» **EXERCISE GOAL**: Your output should be the lines of the data that follow, reproduced exactly from the first through the line bearing "## Screenshots".

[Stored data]
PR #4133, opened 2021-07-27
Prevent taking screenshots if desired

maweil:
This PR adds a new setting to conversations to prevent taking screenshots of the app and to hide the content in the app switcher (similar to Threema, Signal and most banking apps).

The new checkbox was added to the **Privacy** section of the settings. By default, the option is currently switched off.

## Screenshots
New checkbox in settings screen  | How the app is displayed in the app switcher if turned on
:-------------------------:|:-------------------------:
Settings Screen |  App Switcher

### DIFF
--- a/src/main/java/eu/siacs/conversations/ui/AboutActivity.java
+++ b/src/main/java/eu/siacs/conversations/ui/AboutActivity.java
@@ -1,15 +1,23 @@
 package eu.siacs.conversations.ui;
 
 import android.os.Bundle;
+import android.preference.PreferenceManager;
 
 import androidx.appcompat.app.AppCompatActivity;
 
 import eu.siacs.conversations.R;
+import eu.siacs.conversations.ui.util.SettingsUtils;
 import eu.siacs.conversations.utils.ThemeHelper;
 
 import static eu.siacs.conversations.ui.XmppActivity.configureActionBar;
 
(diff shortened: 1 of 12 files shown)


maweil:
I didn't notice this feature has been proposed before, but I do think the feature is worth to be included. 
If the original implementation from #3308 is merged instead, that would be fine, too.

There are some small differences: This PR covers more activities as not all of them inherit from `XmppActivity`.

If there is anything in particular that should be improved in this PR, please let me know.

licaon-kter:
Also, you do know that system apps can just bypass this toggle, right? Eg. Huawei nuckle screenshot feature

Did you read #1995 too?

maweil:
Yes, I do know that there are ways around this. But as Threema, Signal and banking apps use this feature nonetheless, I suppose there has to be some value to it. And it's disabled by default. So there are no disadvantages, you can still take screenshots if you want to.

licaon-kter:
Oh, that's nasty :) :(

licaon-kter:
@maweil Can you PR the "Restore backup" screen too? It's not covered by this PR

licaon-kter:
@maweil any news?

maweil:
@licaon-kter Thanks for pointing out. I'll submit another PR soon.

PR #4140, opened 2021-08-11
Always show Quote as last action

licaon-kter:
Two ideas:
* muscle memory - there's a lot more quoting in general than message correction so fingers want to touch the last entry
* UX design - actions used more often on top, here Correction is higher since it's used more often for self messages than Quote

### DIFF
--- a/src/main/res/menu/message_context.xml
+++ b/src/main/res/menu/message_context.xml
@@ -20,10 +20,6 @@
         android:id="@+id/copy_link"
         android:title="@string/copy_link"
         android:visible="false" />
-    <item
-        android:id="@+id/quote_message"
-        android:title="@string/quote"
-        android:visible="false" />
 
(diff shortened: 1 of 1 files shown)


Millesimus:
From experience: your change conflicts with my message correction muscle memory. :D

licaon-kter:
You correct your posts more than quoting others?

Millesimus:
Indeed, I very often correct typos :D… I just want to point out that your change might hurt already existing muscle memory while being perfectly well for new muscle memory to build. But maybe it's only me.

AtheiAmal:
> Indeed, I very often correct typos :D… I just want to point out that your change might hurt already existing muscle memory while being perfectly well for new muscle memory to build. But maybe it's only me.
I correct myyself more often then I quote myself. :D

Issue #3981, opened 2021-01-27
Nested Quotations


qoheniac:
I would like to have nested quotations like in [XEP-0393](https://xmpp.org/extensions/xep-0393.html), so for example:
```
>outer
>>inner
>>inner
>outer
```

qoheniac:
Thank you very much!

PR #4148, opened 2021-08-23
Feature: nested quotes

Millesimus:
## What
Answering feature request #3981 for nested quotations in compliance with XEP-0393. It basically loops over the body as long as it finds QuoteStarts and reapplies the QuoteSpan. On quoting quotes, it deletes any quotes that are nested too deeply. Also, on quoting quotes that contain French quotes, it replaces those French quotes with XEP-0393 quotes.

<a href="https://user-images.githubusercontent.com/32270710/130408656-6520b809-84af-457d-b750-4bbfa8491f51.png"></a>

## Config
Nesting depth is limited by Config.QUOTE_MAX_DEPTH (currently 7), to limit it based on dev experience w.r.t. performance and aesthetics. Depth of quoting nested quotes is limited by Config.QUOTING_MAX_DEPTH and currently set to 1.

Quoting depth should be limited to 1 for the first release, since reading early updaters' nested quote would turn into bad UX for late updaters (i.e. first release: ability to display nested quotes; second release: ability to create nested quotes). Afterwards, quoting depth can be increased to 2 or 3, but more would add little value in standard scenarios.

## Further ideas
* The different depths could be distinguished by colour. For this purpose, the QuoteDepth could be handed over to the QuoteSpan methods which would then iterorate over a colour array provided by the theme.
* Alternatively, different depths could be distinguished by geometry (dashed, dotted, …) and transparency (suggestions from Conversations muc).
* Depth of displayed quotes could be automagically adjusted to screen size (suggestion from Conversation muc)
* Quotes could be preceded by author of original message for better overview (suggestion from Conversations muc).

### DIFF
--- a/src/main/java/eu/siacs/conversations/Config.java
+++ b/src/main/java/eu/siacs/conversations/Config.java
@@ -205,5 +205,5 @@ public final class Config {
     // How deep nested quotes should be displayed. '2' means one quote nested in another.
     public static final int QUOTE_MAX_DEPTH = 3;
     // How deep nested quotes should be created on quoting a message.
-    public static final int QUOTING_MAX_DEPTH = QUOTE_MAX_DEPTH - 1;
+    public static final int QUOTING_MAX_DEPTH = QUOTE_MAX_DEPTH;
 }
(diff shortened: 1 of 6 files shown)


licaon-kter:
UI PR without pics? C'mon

» **TASK ANSWER**:
PR #4133, opened 2021-07-27
Prevent taking screenshots if desired

maweil:
This PR adds a new setting to conversations to prevent taking screenshots of the app and to hide the content in the app switcher (similar to Threema, Signal and most banking apps).

The new checkbox was added to the **Privacy** section of the settings. By default, the option is currently switched off.

## Screenshots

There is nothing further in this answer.